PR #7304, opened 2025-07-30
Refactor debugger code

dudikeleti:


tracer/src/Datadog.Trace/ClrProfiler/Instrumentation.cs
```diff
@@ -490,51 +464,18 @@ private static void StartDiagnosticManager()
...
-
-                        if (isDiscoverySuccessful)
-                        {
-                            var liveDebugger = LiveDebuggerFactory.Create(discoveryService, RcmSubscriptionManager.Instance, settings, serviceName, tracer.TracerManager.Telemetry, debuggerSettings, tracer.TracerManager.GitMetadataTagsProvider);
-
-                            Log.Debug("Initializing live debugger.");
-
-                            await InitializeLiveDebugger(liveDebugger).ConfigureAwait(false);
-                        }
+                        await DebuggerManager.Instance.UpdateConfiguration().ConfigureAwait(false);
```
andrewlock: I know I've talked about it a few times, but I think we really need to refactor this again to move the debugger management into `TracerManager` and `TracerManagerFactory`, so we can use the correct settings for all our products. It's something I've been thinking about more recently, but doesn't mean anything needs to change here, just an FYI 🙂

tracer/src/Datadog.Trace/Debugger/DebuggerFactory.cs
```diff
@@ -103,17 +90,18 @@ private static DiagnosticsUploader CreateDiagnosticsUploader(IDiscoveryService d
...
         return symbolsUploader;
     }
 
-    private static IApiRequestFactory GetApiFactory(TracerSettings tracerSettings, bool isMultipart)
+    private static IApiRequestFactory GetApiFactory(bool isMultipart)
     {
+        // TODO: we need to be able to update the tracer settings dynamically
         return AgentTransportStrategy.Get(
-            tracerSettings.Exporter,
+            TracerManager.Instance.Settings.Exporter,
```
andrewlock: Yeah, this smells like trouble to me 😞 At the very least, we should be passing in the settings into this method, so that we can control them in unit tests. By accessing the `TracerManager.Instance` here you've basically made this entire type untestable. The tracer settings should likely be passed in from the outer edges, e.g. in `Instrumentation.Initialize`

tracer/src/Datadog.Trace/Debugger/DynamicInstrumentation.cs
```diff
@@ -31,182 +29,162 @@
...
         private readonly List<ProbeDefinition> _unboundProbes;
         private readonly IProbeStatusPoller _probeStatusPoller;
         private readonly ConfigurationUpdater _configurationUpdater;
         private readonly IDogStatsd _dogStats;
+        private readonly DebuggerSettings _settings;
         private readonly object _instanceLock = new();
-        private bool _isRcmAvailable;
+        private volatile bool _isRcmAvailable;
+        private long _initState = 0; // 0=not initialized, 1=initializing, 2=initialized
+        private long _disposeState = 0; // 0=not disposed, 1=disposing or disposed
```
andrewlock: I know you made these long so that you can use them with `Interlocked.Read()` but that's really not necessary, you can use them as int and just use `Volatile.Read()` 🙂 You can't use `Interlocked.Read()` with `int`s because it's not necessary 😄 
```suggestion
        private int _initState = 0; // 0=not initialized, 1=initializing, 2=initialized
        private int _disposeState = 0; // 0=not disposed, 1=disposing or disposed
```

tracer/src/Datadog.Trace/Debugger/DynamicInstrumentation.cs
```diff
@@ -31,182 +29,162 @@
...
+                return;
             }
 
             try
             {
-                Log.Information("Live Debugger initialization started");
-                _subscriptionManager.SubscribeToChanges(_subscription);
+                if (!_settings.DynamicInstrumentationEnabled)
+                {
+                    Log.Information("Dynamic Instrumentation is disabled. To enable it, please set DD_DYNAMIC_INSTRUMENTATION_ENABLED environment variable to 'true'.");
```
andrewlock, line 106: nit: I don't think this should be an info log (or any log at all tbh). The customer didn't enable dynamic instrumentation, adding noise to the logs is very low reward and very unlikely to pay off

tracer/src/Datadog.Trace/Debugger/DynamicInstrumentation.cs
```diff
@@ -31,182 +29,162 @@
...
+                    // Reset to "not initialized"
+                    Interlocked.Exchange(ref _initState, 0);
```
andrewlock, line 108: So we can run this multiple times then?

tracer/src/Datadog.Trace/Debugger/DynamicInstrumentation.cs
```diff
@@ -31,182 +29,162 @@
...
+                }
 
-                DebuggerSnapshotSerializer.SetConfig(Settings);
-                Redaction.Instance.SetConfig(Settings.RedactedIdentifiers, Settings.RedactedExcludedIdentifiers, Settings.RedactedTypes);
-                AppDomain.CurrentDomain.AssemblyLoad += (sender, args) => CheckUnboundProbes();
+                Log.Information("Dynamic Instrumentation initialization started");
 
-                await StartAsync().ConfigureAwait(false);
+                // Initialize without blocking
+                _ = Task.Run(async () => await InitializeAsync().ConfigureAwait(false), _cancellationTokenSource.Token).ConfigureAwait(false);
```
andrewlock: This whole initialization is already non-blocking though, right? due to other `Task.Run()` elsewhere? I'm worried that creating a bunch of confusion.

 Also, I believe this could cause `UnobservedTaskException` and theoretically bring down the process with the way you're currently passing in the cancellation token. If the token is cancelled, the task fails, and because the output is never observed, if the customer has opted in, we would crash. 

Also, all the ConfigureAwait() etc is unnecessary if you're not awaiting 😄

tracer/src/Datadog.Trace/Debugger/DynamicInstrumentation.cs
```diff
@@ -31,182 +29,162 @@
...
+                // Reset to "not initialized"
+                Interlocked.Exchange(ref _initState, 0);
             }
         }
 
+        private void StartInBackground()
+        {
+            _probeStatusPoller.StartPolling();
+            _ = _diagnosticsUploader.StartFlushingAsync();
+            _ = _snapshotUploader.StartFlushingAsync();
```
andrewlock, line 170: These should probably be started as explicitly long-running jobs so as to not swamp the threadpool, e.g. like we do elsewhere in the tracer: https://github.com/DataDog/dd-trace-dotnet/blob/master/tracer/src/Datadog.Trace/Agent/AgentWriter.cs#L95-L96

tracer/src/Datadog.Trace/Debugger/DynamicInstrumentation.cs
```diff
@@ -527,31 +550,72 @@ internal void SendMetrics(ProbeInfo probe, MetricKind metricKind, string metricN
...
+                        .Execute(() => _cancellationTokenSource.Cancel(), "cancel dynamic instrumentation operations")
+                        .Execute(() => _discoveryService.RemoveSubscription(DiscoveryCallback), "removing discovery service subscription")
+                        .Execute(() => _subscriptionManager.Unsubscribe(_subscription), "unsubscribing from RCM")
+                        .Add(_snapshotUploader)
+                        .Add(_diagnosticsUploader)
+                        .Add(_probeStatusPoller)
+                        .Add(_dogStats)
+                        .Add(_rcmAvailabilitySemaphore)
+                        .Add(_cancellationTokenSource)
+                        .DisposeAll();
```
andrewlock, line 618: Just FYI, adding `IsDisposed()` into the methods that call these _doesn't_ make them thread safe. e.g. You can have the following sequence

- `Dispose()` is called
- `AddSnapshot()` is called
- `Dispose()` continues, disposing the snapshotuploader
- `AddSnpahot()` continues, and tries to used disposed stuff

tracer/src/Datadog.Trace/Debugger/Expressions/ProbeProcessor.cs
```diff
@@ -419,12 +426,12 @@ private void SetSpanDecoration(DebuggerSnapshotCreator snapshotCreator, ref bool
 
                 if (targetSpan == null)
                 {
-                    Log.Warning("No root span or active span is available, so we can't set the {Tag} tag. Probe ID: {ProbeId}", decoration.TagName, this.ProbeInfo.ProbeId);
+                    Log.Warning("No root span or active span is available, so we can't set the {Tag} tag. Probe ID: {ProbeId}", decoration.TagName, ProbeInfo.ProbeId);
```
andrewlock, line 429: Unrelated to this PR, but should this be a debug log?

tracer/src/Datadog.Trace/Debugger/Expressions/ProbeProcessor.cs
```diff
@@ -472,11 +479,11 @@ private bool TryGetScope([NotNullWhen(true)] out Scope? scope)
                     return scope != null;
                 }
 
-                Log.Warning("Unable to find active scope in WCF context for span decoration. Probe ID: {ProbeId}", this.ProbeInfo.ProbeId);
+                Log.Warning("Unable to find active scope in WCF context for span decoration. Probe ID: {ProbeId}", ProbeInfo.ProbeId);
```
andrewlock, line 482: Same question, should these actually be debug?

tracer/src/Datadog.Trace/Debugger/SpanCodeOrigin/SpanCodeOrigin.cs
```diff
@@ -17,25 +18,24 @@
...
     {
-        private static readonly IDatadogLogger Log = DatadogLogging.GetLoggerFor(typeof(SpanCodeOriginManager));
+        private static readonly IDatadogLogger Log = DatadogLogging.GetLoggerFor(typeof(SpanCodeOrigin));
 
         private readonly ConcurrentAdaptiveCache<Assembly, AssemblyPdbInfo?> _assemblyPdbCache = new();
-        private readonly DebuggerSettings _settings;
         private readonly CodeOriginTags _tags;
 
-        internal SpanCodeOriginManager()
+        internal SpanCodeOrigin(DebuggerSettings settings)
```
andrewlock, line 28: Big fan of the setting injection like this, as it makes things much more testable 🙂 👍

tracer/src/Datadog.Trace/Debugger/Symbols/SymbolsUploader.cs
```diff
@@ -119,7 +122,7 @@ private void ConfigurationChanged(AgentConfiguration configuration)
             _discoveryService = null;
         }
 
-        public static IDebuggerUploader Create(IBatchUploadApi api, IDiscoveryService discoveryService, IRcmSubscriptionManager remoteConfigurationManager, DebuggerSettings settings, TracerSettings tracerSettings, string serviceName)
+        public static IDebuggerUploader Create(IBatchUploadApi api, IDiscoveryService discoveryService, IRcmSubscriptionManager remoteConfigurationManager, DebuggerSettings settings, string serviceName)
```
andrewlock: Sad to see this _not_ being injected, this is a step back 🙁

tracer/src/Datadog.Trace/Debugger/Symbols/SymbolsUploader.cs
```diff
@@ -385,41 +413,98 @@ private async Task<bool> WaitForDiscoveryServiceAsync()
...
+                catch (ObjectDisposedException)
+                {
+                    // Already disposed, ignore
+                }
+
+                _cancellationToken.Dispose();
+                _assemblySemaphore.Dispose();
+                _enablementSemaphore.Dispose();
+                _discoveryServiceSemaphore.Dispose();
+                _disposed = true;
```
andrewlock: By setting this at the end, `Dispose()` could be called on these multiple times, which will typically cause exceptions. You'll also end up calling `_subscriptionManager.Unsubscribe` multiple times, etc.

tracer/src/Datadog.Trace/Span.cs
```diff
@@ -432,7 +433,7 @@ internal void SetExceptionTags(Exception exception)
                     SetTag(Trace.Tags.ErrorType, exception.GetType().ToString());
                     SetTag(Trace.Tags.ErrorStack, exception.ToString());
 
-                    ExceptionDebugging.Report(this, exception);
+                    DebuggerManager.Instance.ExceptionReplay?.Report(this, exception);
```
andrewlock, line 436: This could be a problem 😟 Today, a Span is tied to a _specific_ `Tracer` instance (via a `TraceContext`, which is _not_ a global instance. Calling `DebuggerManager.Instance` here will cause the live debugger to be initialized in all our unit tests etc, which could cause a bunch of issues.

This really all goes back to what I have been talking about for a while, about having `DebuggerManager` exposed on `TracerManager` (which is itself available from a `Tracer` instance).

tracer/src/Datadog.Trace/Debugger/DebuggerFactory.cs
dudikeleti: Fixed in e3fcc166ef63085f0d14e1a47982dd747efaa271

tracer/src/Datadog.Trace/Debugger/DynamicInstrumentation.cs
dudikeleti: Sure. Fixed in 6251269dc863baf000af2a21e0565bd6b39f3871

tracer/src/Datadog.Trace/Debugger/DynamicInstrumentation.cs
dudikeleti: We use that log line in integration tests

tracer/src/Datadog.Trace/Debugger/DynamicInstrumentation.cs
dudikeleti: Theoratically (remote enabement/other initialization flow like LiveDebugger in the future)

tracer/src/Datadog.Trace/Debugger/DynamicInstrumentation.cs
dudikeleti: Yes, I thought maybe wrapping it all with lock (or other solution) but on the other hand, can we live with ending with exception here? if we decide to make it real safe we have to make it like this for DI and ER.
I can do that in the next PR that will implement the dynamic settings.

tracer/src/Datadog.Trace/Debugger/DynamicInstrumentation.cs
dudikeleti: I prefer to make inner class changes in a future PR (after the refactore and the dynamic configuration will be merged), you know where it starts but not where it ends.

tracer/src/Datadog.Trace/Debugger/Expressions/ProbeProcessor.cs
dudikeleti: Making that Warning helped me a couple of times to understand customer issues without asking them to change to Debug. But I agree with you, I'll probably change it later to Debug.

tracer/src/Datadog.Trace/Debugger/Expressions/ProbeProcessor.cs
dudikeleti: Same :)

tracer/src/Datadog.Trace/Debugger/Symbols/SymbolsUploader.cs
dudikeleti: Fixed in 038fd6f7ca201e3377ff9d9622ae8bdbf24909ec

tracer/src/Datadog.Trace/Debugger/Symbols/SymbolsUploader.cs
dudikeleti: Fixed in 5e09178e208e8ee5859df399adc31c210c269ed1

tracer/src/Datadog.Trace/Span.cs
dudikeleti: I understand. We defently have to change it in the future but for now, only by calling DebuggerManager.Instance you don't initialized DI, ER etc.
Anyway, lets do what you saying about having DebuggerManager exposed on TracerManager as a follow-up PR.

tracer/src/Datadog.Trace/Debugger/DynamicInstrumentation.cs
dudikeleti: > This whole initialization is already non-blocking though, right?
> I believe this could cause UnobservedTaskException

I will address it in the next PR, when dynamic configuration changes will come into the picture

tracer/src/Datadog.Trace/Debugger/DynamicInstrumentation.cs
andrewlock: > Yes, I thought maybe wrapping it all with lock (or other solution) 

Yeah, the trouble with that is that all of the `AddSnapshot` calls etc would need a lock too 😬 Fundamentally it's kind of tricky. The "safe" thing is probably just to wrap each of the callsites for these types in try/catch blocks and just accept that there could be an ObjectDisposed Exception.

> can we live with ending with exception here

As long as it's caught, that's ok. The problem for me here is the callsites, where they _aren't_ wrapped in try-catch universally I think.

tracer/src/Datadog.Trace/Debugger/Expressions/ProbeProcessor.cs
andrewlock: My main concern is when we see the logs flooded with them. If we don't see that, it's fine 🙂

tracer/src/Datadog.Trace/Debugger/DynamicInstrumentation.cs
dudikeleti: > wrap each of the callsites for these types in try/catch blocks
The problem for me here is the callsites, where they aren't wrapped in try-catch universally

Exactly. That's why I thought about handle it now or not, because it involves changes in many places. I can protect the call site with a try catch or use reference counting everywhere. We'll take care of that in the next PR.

---

Brief:
For the listing above, say how many lines hold the word "believe". Nothing but the number is needed.

Solution for this problem:
2